Stored data entries
/---

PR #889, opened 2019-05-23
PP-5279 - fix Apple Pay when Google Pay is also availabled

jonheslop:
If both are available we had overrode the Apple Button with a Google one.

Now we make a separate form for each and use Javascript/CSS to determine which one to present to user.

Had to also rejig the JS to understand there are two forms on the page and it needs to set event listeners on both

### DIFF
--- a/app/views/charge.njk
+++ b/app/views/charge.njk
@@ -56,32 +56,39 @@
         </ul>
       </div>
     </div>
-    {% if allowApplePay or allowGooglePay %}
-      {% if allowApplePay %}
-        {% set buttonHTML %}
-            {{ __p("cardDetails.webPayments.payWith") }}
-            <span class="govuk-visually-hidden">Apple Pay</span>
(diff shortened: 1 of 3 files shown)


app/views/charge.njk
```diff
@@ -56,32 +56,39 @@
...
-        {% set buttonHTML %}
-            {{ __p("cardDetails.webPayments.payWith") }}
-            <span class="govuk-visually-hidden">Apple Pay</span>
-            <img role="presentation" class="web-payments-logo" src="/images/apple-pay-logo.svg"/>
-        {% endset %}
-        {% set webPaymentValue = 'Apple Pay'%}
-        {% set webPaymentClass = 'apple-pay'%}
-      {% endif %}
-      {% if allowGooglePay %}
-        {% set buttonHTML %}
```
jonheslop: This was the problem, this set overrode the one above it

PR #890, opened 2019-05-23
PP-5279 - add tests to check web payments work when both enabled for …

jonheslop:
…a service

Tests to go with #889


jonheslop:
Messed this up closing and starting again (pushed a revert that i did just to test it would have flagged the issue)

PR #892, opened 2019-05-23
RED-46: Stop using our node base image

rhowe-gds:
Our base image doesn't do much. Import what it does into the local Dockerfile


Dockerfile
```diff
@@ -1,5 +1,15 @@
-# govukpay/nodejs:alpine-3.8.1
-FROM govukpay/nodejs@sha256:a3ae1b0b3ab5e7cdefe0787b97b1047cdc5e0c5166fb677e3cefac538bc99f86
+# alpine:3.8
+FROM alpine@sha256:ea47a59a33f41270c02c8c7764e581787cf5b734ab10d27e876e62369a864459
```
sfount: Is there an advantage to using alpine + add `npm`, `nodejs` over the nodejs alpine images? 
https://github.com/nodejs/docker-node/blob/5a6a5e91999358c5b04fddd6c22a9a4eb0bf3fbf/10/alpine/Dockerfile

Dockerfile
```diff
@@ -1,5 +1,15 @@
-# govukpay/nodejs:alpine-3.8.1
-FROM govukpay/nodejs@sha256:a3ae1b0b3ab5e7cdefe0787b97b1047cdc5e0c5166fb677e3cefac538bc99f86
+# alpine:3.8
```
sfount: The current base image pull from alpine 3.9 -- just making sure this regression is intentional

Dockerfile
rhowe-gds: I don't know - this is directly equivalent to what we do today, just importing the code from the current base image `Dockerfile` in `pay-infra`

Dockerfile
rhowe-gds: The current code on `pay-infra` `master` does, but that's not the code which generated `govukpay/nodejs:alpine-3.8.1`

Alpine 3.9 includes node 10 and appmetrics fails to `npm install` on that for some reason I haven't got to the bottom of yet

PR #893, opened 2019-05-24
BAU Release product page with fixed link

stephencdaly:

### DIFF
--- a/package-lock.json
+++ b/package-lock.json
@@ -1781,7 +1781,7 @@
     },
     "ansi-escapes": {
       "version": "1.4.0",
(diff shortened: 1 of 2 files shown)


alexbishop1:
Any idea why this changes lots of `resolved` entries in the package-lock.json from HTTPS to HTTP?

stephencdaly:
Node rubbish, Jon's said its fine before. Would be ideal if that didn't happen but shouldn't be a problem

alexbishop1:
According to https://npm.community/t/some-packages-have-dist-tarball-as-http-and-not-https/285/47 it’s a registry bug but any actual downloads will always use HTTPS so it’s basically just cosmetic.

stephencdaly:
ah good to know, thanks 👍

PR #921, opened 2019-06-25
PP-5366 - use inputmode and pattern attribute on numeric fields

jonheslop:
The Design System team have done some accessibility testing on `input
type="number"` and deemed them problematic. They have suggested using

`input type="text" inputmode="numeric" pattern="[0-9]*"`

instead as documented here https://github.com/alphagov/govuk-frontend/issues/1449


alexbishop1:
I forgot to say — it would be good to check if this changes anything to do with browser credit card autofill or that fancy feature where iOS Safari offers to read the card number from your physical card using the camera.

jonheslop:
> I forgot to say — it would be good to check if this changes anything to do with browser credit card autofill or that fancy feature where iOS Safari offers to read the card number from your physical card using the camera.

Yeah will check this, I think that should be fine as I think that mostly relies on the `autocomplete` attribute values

\---

• **What you will do**:
Count the lines in the records above that contain the word "opened", and give only the number.

• **Exercise answer**:
5